Por supuesto que no es interesante y productivo abrazar a Bukele, como lo hizo Milei, sin tener en cuenta sus posturas ideológicas y que preside el país más pequeño de Centroamérica, con un crecimiento modesto, según el Banco Mundial, y una desigualdad altísima y estructural. En El Salvador las cuentas fiscales arrojan un fuerte desequilibrio, la deuda pública orilla el 90% del PIB, el Gobierno recibe presiones de liquidez y carece de alternativas de financiamiento, sin poder por ahora emitir deuda en los mercados internacionales. Sin embargo, en el discurso de asunción Bukele dijo que finalmente El Salvador había logrado acceder a la libertad por convertirse en el país más seguro del hemisferio, pero no por obra de “nuestra fuerza o nuestra inteligencia” sino “únicamente con la gloria de Dios y con la sabiduría de Dios”, una manera de licuar bajo un aparente gesto de modestia toda responsabilidad por la mano dura abusiva, o como diría el filósofo sloveno Slavoj Žižek apelando al zen corporativo, tan de moda en el entrenamiento de los más altos funcionarios de las grandes empresas, “no te mato yo, te mata mi espada”.

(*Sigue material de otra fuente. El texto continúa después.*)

PR #1552, opened 2020-09-11
pgsql: fix support for upper-case hostnames and report exit-reason when failing due to remaining locak file

oalbrigt:


knakahira:
@oalbrigt Thank you for your good work.
But I have one question for upper-case hostname.
The pgsq RA convert upper-case hostnames to lower-case using tr command.
${NODENAME} and application_name are always lower-case even if the real host name is upper-case.
Why do you need that "lower(application_name)"?

oalbrigt:
We have a customer who's somehow able to to make it break with upper-case hostnames without this.

knakahira:
@oalbrigt Could you tell me how the problem happened?
I will check other upper-case hostname problems in the pgsql RA.

oalbrigt:
It's a customer of a customer, so we're having issues getting all the info regarding how they've managed it, but it seems to work fine with this patch.

knakahira:
Hmm, I thought about it, but I didn't know how to cause the problem.
Do you have problems if customer change the application name outside the control of pgsql RA?
Could you tell me what customer shouldn't do with current versions of pgsql RA?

Seguidamente Bukele se refirió al país como si fuera un enfermo de gravedad, y dijo que “yo te curé del cáncer y te puedo curar de los demás problemas pero no puedo curarte de todo al mismo tiempo”. También dijo que en su segundo mandato habrá de encarar los demás problemas, dado que estaba resuelto “el cáncer de las pandillas”, y concluyó: “Juntos nos libramos del cáncer de las pandillas, de la inseguridad. Incluso, cuando algunos decían que ese no era el camino… La medicina es solo una parte de la solución. La otra parte es la guía de Dios y la última parte es el paciente.”

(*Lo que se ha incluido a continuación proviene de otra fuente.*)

PR #1555, opened 2020-09-18
Filesystem: Default fast_stop to no for RHEL 9+ and for other distros

nrwahl2:
Set OCF_RESKEY_fast_stop_default="no" for RHEL and CentOS major releases
9 and above, and for all other distros.

In the past, this attribute has defaulted to "yes", which has caused a
lot of confusion for users. fast_stop preempts the resource's stop
timeout, causing the agent to give up on unmounting the filesystem after
six seconds and declare a stop failure. (The resource operation does not
time out.)

The existence of a stop operation timeout renders fast_stop unnecessary,
and users typically expect that the agent will keep trying to unmount
the filesystem until the full stop operation timeout expires.

Resolves: RHBZ#1843577


oalbrigt:
LGTM. Thanks.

Concluidos los festejos el presidente Milei abordó el avión para regresar a la Argentina. Entre otros temas difíciles, lo aguardaban la crisis de gabinete en desarrollo, el escándalo por la retención de alimentos y desabastecimiento consiguiente de comedores comunitarios y merenderos, con la ministra de Capital Humano, Sandra Pettovello, en el ojo de la tormenta, y una derivación inesperada: también salieron a la luz contratos y presuntos sobresueldos pagados a través de la Organización de Estados Interamericanos, y siempre en el área de “la mejor ministra de la historia”, como la calificó Milei. Son temas difíciles de asimilar, por más que las autoridades elijan hacerse las distraídas, sobre todo porque pueden implicar comportamientos ilegales y, algo que no fue debidamente advertido, los pagos por contratos con la Organización de Estados Interamericanos, por ejemplo, o por proyectos financiados por el Programa de Naciones Unidas para el Desarrollo son, en última instancia, deuda externa.